## Work task
Beneath this task are records; print exactly the stretch of them from the line with "PR #212, opened 2023-01-18" through the line with "Fixes an issue", both ends included.

## Saved data entries
○ ○ ○
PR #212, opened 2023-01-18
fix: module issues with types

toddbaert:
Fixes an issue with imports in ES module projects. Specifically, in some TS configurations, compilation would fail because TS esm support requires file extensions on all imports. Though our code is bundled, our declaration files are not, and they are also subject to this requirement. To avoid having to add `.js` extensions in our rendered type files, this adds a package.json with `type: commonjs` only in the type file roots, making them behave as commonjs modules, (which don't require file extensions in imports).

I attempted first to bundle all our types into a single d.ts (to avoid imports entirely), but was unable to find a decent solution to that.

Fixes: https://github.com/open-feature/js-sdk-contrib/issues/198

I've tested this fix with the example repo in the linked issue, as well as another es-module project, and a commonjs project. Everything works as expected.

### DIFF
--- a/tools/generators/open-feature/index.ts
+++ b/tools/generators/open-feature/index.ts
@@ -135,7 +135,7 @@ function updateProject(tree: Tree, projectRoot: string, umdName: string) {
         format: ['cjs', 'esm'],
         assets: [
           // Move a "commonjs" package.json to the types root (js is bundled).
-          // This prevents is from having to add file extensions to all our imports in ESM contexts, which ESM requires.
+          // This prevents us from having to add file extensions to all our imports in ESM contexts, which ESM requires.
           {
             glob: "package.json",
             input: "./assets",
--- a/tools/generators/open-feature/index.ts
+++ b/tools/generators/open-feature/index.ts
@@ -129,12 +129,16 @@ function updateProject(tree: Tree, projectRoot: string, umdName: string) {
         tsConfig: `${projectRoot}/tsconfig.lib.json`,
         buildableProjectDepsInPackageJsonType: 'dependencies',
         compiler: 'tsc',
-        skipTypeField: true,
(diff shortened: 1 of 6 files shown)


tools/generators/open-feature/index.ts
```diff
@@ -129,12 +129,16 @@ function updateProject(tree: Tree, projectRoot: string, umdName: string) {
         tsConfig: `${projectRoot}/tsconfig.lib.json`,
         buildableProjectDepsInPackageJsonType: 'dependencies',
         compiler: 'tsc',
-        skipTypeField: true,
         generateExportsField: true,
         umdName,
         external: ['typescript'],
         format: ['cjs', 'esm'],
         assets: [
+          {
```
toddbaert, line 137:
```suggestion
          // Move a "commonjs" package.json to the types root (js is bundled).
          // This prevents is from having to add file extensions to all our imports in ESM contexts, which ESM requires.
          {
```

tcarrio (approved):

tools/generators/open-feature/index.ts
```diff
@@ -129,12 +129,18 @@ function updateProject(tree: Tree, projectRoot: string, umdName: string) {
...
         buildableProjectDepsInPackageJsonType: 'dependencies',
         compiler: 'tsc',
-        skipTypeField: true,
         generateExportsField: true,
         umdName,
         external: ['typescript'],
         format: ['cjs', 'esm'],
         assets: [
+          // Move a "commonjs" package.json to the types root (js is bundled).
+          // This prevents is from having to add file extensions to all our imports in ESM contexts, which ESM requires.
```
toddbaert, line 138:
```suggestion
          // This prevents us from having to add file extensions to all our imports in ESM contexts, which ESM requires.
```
○ ○ ○
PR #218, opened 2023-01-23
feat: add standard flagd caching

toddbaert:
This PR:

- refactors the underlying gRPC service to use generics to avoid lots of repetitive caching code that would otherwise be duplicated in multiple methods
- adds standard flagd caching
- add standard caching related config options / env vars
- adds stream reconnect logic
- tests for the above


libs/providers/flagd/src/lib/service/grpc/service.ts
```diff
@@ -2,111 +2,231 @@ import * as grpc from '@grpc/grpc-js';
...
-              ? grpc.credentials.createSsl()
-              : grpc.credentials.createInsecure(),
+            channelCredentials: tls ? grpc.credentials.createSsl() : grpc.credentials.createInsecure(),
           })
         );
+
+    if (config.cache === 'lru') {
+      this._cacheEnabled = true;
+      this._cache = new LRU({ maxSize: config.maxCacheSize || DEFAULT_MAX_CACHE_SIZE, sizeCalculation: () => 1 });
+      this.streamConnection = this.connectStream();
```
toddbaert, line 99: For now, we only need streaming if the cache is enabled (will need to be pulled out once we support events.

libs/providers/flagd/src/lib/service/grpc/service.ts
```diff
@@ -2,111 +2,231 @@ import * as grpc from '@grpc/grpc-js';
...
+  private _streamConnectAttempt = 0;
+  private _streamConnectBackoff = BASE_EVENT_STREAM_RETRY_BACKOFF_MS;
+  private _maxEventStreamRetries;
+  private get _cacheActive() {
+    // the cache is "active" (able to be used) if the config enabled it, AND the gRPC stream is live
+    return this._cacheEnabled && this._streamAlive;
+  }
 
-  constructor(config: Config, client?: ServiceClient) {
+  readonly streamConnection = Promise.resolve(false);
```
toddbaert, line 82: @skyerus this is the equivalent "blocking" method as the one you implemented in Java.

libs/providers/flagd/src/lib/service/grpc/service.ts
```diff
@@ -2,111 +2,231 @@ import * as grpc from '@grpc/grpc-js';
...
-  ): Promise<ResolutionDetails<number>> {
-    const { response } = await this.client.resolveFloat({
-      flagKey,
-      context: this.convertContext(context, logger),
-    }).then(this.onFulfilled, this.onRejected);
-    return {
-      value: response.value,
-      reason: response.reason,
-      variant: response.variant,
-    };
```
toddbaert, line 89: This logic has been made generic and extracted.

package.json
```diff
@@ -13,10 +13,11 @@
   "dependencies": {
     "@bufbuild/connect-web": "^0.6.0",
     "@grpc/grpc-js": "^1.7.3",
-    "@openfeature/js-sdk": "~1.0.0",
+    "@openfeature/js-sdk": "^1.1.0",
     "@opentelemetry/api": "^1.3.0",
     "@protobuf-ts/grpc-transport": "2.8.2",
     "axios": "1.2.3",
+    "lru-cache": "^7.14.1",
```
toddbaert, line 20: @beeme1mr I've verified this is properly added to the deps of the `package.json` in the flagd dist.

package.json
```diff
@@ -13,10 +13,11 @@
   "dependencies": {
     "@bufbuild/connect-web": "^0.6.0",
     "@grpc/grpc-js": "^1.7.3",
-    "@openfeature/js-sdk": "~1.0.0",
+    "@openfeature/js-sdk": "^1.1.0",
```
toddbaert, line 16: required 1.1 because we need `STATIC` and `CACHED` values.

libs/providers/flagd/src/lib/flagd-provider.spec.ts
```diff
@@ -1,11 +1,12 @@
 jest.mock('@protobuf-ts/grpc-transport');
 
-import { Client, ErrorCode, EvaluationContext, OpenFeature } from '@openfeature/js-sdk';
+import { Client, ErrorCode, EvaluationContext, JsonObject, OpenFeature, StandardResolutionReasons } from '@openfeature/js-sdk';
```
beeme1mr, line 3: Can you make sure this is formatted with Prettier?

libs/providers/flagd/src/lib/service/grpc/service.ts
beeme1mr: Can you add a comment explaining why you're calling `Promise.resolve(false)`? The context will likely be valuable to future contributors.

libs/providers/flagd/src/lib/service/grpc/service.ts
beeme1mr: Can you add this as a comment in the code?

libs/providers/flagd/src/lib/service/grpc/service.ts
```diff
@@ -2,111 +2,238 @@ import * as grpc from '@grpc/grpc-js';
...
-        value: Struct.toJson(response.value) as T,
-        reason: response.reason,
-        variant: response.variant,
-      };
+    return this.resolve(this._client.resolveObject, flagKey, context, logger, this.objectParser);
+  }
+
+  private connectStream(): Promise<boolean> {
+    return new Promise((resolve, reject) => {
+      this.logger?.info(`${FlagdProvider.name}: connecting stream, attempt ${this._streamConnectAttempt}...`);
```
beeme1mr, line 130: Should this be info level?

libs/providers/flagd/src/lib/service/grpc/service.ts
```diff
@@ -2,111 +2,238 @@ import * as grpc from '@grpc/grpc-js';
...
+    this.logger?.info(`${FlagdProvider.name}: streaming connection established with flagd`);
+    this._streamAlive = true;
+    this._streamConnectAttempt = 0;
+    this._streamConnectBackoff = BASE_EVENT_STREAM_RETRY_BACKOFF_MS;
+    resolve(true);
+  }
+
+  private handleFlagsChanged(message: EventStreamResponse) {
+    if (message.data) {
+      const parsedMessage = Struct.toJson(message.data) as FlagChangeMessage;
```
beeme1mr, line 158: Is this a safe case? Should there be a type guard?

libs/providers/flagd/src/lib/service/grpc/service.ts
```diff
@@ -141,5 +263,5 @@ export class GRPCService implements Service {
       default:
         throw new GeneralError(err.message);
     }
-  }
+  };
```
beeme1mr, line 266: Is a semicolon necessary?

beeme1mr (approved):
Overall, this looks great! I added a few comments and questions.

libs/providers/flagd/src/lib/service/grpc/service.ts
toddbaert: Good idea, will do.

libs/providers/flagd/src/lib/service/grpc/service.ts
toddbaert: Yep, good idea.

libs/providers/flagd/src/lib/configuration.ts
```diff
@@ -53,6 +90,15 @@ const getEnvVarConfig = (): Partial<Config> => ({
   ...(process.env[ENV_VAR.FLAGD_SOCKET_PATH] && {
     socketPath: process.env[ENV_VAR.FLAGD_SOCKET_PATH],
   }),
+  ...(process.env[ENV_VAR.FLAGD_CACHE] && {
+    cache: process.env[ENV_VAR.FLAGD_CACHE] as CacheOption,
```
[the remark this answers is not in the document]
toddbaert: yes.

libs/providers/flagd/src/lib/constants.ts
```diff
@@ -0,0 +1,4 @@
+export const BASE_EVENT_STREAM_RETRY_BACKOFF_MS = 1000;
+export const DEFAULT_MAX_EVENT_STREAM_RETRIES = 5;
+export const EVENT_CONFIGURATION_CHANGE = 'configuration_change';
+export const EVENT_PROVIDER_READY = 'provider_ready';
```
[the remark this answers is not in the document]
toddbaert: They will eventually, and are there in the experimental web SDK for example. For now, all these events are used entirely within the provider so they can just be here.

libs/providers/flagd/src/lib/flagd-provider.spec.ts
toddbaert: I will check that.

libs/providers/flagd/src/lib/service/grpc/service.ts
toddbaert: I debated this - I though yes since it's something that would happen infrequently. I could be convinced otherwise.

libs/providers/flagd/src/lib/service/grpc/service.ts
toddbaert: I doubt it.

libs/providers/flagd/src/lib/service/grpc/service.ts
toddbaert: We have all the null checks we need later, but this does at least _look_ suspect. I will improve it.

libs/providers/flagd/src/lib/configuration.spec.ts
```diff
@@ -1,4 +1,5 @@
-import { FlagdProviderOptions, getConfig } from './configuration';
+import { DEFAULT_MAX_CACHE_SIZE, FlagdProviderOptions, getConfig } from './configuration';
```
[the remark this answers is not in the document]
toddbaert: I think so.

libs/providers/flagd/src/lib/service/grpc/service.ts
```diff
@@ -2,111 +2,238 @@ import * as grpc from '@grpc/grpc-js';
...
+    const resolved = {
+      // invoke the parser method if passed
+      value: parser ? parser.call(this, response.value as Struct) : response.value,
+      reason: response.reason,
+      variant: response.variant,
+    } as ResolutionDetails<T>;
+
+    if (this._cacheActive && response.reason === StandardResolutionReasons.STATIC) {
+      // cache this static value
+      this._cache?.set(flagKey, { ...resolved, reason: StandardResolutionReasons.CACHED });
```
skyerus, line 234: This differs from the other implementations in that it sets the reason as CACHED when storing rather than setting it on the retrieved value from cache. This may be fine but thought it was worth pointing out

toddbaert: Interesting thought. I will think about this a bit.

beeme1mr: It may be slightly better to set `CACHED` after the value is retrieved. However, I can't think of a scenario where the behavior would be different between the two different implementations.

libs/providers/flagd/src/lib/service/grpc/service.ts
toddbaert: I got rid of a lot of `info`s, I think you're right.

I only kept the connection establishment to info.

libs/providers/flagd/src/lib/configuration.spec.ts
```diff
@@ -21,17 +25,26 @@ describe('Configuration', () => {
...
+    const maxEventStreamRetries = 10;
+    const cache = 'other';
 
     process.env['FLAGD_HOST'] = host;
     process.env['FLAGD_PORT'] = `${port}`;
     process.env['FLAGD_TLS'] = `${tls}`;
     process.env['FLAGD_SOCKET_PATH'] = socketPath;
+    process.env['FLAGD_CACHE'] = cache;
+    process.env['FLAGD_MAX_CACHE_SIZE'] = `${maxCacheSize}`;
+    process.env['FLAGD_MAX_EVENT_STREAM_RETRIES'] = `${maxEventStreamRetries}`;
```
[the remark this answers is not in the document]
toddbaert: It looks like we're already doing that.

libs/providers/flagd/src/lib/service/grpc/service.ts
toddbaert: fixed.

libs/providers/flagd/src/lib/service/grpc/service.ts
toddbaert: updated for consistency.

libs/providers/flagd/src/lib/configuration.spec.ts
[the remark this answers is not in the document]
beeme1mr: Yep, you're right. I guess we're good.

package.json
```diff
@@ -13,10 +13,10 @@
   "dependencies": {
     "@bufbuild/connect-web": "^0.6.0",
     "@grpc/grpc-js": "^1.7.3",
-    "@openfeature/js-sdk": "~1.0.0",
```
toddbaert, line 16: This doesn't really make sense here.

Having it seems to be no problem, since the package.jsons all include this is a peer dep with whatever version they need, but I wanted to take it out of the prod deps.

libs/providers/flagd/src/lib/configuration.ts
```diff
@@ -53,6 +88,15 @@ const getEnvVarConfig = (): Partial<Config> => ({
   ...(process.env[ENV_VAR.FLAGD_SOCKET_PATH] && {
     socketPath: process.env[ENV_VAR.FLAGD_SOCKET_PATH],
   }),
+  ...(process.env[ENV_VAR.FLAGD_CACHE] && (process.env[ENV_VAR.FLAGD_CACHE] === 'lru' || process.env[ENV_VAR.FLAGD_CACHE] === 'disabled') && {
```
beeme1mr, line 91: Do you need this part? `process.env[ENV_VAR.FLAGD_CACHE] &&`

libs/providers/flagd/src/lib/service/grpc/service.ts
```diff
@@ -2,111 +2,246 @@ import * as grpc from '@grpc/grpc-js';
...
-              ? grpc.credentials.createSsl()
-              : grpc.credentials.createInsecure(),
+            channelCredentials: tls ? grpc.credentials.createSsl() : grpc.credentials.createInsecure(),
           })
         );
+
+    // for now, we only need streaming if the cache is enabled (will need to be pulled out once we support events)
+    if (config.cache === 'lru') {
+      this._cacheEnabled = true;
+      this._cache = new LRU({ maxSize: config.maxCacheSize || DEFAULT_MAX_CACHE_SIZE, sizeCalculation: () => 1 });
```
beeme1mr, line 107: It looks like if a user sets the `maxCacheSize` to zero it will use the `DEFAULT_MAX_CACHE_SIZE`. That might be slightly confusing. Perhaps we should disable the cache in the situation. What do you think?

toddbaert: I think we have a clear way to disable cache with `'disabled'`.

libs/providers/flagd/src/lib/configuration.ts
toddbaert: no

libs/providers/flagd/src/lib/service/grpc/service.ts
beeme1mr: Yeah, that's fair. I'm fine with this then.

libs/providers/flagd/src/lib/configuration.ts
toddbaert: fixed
○ ○ ○
## Task response
PR #212, opened 2023-01-18
fix: module issues with types

toddbaert:
Fixes an issue with imports in ES module projects. Specifically, in some TS configurations, compilation would fail because TS esm support requires file extensions on all imports. Though our code is bundled, our declaration files are not, and they are also subject to this requirement. To avoid having to add `.js` extensions in our rendered type files, this adds a package.json with `type: commonjs` only in the type file roots, making them behave as commonjs modules, (which don't require file extensions in imports).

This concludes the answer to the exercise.